#### DIRECTIONS
Through the last line of the entries, please copy every line exactly, starting with the one that contains "- Check that loading".

[Stored data entries]
------------------------

PR #297, opened 2018-02-16
FAD-6109 Support necessary Sift Science events

bkemper:
_Refer to [FAD-6109](https://jira.int.messagesystems.com/browse/FAD-6109) for AC_

The intention of this PR is to integrate with Sift Science (SS) similar to the webui setup.

**About SS JavaScript Snippet**

Here are the [installation instructions](https://siftscience.com/developers/docs/javascript/javascript-api).  Communication is done by pushing one of the following events on a global variable, `window._sift`, and letting the snippet process them as needed.

* _setAccount - set with [Javascript Snippet Key](https://console.siftscience.com/developer/api-keys)
* _setUserId - set with user's customer ID (account prefixed if available)
* _setSessionId - set with a UUID that is shared our other sites (e.g. [sparkpost.com](https://github.com/SparkPost/sparkpost.com/blob/8bf34fd430e4ed55843040c07a0078288e321dd6/wordpress/wp-content/themes/jolteon/js/siftscience.js))
* _trackPageview - this event is magical, it doesn't accept any arguments/values, it grabs all it needs from window

NOTE: We currently do not set _setCookieDomain.  It is my understanding that this could be an alternative for _setSessionId to identify unique visitors without needing to create a UUID and store it in a cookie to share with our other sites.  Instead, we would set the cookie domain to 'sparkpost.com' and let SS do the rest.

**Overview of Webui Setup**

1. [index.html](https://github.com/SparkPost/webui/blob/master/src/index.html#L40) loads the inline-scripts.js script
1. [common/inline-scripts.js](https://github.com/SparkPost/webui/blob/master/src/common/inline-scripts.js#L20-L35) loads the SS snippet [onload](https://developer.mozilla.org/en-US/docs/Web/Events/load) after all other resources have finished loading and defines `window._sift`
1. The Angular app during configuration [calls Analytics.setup()](https://github.com/SparkPost/webui/blob/master/src/app/app.js#L153)
1. [setup()](https://github.com/SparkPost/webui/blob/master/src/common/services/analytics.js#L58-L76) registers a function to call Sift Science events.
1. On `$stateChangeSuccess` (a page change), [Analytics.setCustomData(userData)](https://github.com/SparkPost/webui/blob/master/src/app/app.js#L227) and [Analytics.trackPageView($location.url(), $rootScope.stateData.title)](https://github.com/SparkPost/webui/blob/master/src/app/app.js#L230) are called.
1. `setCustomData` calls [getCustomDataArgs](https://github.com/SparkPost/webui/blob/master/src/common/services/analytics.js#L86-L88) which executes the [case 'user_data'](https://github.com/SparkPost/webui/blob/master/src/common/services/analytics.js#L70-L72) to set _setUserId.
1. `trackPageView` calls [getPageViewArgs](https://github.com/SparkPost/webui/blob/master/src/common/services/analytics.js#L77-L85) which executes the [case 'page_view'](https://github.com/SparkPost/webui/blob/master/src/common/services/analytics.js#L67-L69) to call _trackPageview.

NOTE: There are no additional events captured ([`getEventArgs`](https://github.com/SparkPost/webui/blob/master/src/common/services/analytics.js#L89-L91) is a noop).  The API events come from accusers-api.

**How to Test**

For local development, testing, and staging, we **_MUST_** use the SS sandbox account.  For production, create a throwaway SP account with the [fake credit card](https://confluence.int.messagesystems.com/pages/viewpage.action?pageId=43157618).

- [ ] Happy path - all is setup and pushing events to SS
- [ ] Without SS snippet key - shouldn't load SS snippet or push any events to `window._sift`
- [ ] Without customer ID (unauthorized user) - should [set _setUserId to empty string](https://support.siftscience.com/hc/en-us/articles/208370598), leave _setSessionId set to current value and call _trackPageview to continue tracking page views
- [ ] With account prefix (specifically, in EU) - should set _setUserId with a prefix (e.g. 'eu-')
- [ ] With a chocolate chip cookie - should expire after a minute, should persist like a normal cookie for our application (e.g. a cross tabs, etc.), and should be accessible by sparkpost.com

**Todo**
- [x] ~Add configuration variables to production.js.js2 template~ [APP-3162](https://fisheye.int.messagesystems.com/cru/APP-3162)
- [x] Setup [JavaScript snippet](https://siftscience.com/developers/docs/javascript/javascript-api)
- [x] Why does `getPageViewArgs` have the [`resp.meta = { auth: false };`](https://github.com/SparkPost/webui/blob/master/src/common/services/analytics.js#L80-L82) condition.
- [ ] File ticket to see if _setCookieDomain is a better solution than _setSessionId

### DIFF
--- a/src/App.js
+++ b/src/App.js
@@ -1,8 +1,10 @@
 import React from 'react';
 import { PublicRoute, ProtectedRoute, AuthenticationGate } from 'src/components/auth';
 import { Support, GlobalAlertWrapper, RouteWatch } from 'src/components';
+import SiftScience from 'src/components/siftScience/SiftScience';
 import Layout from 'src/components/layout/Layout';
 import routes from 'src/config/routes';
+import config from 'src/config';
 
 import {
   BrowserRouter as Router,
@@ -13,6 +15,7 @@ import {
 const App = () => (
   <Router>
     <div>
+      {config.siftScience && <SiftScience config={config.siftScience} />}
       <RouteWatch />
       <AuthenticationGate />
       <Layout>
--- a/package-lock.json
+++ b/package-lock.json
@@ -4973,6 +4973,11 @@
         "strip-eof": "1.0.0"
       }
     },
+    "exenv": {
+      "version": "1.2.2",
+      "resolved": "https://registry.npmjs.org/exenv/-/exenv-1.2.2.tgz",
+      "integrity": "sha1-KueOhdmJQVhnCwPUe+wfA72Ru50="
+    },
     "exit": {
       "version": "0.1.2",
       "resolved": "https://registry.npmjs.org/exit/-/exit-0.1.2.tgz",
@@ -10428,7 +10433,7 @@
             "stringstream": "0.0.5",
             "tough-cookie": "2.3.3",
             "tunnel-agent": "0.4.3",
-            "uuid": "3.1.0"
+            "uuid": "3.2.1"
           }
         },
         "sntp": {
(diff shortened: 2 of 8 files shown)


src/App.js
```diff
@@ -13,6 +15,7 @@ import {
 const App = () => (
   <Router>
     <div>
+      {config.siftScience && <SiftScience config={config.siftScience} />}
```
jasonrhodes: My first reaction is that we don't handle this kind of forking in this file usually, and instead would do that in the SiftScience component. But your explanation when walking through this code made sense, bc we'd have to check for the config existence in a few places in that component. If you're good with it, then it works for me.

PR #1087, opened 2019-06-28
TR-1374 - Edit test data

rajumsys:
Allows user to edit tests data

### What Changed
 - Syncs test data with local storage
 - Uses test data in preview generation

### How To Test
 - Edit Template (v2)
 - Go to `Test Data` tab and add substitution_data (other prop might not be in use now)
 - Go to HTML/Text/AMP and use those subs tag 
 - Preview should render with substituted data
 
 - Separate test data for published and draft template

Notes: 
 - Probably we can enable annotation for test data
 - Currently preview is not re-generated upon changing test data. Should we auto preview as soon as test data is changed? 

### To Do
- [ ] Finish pending tests


bkemper:
Closing, refer to #1206

PR #1095, opened 2019-07-08
AC-838: Updated loading condition

PatrickSison:
[AC-838](https://jira.int.messagesystems.com/browse/AC-838)
### What Changed
 - Updated loading condition which could be causing bug of rendering page before getting billing info

### How To Test
 - On new account, go to `/account/billing`
 - Check that submitting new plan w/ card goes through
 - Check that loading state stays loading until new page

### To Do
- [ ] Address feedback

### Notes
 I think that account should always have created, so then it should be looking at the loading condition regardless.


bkemper:
This can be closed until the bug occurs again.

------------------------

#### RESULT BELOW
 - Check that loading state stays loading until new page

### To Do
- [ ] Address feedback

### Notes
 I think that account should always have created, so then it should be looking at the loading condition regardless.


bkemper:
This can be closed until the bug occurs again.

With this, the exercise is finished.